Work to complete
List each line of the data that holds the string "headings", please.

(Stored data entries)
══════════════════════════════

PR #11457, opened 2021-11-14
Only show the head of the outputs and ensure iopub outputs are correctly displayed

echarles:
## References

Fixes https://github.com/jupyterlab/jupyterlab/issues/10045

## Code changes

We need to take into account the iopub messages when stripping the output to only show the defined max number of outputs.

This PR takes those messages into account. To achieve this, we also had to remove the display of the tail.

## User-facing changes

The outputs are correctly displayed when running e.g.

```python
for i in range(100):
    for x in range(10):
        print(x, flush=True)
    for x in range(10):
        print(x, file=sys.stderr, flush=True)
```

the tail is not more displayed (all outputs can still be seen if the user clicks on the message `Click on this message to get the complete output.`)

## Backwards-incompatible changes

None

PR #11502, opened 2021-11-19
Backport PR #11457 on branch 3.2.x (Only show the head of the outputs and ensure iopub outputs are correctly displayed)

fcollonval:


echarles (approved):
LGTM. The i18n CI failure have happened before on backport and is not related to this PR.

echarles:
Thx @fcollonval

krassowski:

══════════════════════════════

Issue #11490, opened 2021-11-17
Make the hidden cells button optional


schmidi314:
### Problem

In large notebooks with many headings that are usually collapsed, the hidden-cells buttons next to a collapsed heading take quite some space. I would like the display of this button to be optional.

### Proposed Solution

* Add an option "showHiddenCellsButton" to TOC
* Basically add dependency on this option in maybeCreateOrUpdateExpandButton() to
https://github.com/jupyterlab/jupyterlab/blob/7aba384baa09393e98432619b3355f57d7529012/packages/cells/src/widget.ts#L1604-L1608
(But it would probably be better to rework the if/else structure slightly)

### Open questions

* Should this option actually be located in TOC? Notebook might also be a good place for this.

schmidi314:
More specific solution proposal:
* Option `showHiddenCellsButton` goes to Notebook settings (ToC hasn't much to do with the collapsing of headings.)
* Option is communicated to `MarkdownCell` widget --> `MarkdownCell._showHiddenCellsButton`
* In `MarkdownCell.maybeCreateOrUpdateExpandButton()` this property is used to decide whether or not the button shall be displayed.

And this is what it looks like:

══════════════════════════════

Written response
In large notebooks with many headings that are usually collapsed, the hidden-cells buttons next to a collapsed heading take quite some space. I would like the display of this button to be optional.
* Option `showHiddenCellsButton` goes to Notebook settings (ToC hasn't much to do with the collapsing of headings.)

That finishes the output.